In the interpretation of their data, Simoni and colleagues have not taken into account that human ILC1s can express markers that are historically considered to be lineage specific. For example, two groups have reported that human peripheral-blood ILC1s are defined by the absence of cell-surface CD3, TCRαβ, and TCRγδ but express CD5 (Roan et al., 2016), a finding that has been confirmed by single-cell RNA-sequencing analysis of tonsillar ILC1s (Björklund et al., 2016) and in our lab by flow cytometry. Furthermore, ILC1s can be cloned under T-cell-promoting conditions without developing into T cells. However, Simoni et al. state that CD5+ cells are T cells without performing validating functional analyses to support their statements. Similarly, the complement receptors CD11b and CD11c considered by Simoni et al. to only be expressed on DCs are in fact also expressed by ILCs (Björklund et al., 2016). Thus, given the largely unexplored protein expression profile of ILCs, it is important to realize that the grouping of cells in a certain lineage on the basis of a limited set of markers from historical classifications should be approached with caution. Similarly, manually grouping cell populations in t-SNE maps and visualizing cell populations in heat maps can largely obscure small differences between clusters that represent distinct populations.

We have demonstrated that ILC1s are particularly prominent under inflammatory conditions. ILC1s are present in tonsils, but much larger numbers have been found in inflamed intestinal tissues of patients suffering from Crohn’s disease, for instance, a chronic inflammatory disease of the bowel. Some of those ILC1s are most likely derived from ILC3s under the influence of IL-12, and ILC3s possess the capacity to transdifferentiate toward IFN-γ-producing ILC1s in the presence of IL-12 and IL-18, as we have validated by proliferation assays and single-cell cloning experiments (Bernink et al., 2015, Bernink et al., 2013). Simoni et al. now consider those findings to be an artifact because, first, they fail to find ILC1s and, second, ILC3s exposed to IL-23 and IL-18 did not acquire an ILC1 phenotype. However, we also found that IL-23 and IL-18 were unable to induce transdifferentiation of ILC3s; IL-12 is here essential. This cytokine was not used by Simoni et al. in their stimulation of ILC3s.

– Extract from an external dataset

PR #9333, opened 2026-07-27
fix(sync): preserve forced-download conflict recovery

johannesjo:
## Summary

- re-read rejected operations after a forced-from-sequence-zero download before resolving superseded local operations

To address the issue of whether an alternative analysis strategy would result in a separate cluster of ILC1s, we re-analyzed Simoni’s CyTOF dataset generated from tonsil and gut tissues (supplemental figure 1). In this analysis we first used bi-axial gating to identify cells that were Lin− CD94− CD34− CD127+ CD161+. Although we could not exclude T cells on the basis of either CD3 or TCRαβ, TCRγδ t-SNE mapping demonstrated a clear ILC1 cluster in addition to ILC2 and ILC3. These ILC1s expressed T-bet, albeit at lower levels than CD94+ NK cells, as we have previously reported (Bernink et al., 2013). Because some of these cells co-express CD5+ and T-bet, it is possible that these cells represent a distinct subset of ILC1s.

We expect that clustering of ILC1s will be more pronounced if intestinal specimens of patients with Crohn’s disease were used.

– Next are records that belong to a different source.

PR #1126, opened 2017-03-24
CLI: Add support for custom reporters

trentmwillis:
This introduces a `--reporter` option to the CLI as discussed in https://github.com/qunitjs/qunit/issues/1024#issuecomment-287141622.

It accepts a string argument, which it will try to find either as a part of the `js-reporters` package or npm package. If it does not find it in either of those places, then it will log all the available reporters and exit the process.

Custom reporters can be introduced via npm packages that have `js-reporter` as a keyword in their `package.json`.

### DIFF
--- a/bin/find-reporter.js
+++ b/bin/find-reporter.js
@@ -1,0 +1,82 @@
+"use strict";
+
+const JSReporters = require( "js-reporters" );
+const path = require( "path" );
+const findup = require( "findup-sync" );
+const utils = require( "./utils" );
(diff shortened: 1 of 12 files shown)


trentmwillis:
I've rebased this and it is now ready for review. Most of the PR is fixtures and such for the tests.

trentmwillis:
Updated again.

leobalter:
screenshot 2017-03-28 17 21 14

GitHub is trolling me.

Because of the lack of specific markers for ILC1s, it is possible that these cells represent a heterogeneous population—rather than a homogeneous cluster—but which nevertheless contains a subset of IL-12-responsive IFN-γ-producing ILC1s that can be stably cloned and that do not differentiate to T cells or NK cells in culture, as demonstrated by multiple publications.

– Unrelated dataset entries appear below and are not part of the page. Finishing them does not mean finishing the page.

PR #1128, opened 2017-03-25
CLI: Add description to help command

trentmwillis:
This provides some helpful, descriptive text when using `qunit --help`:

```bash
$ qunit --help

  Usage: qunit [options] [files]

  Runs tests using the QUnit framework.

  Files should be a space-separated list of file/directory paths and/or glob
  expressions. Defaults to 'test/**/*.js'.

  For more info on working with QUnit, checkout http://qunitjs.com.
```

Meant to have this in the original PR, but forgot.

### DIFF
--- a/bin/qunit
+++ b/bin/qunit
@@ -7,10 +7,18 @@ const run = require( "./run" );
 const utils = require( "./utils" );
 const pkg = require( "../package.json" );
 
+const description = `Runs tests using the QUnit framework.
+
+  Files should be a space-separated list of file/directory paths and/or glob
+  expressions. Defaults to 'test/**/*.js'.
+
+  For more info on working with QUnit, check out http://qunitjs.com.`;
+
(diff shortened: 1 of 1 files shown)


bin/qunit
```diff
@@ -7,10 +7,18 @@ const run = require( "./run" );
 const utils = require( "./utils" );
 const pkg = require( "../package.json" );
 
+const description = `Runs tests using the QUnit framework.
+
+  Files should be a space-separated list of file/directory paths and/or glob
+  expressions. Defaults to 'test/**/*.js'.
+
+  For more info on working with QUnit, checkout http://qunitjs.com.`;
```
platinumazure: Just one nitpick: s/checkout/check out

Otherwise LGTM.

trentmwillis: Good catch! Updated.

Furthermore, the conclusion that transdifferentiation of ILC3s into ILC1s and vice versa should be considered an artifact cannot be justified with the cytokine stimulations employed. In light of all of this, therefore, we believe that the conclusion drawn by Simoni et al. that CD127+ CD161+ ILC1s do not exist in humans is not sufficiently supported by their data. It is of note that Tbet is expressed on approximately 70% and 20% of gut and tonsil tissue, respectively. Because T-bet is expressed only on a fraction of human ILC1s, the identification of human ILC1s remains challenging.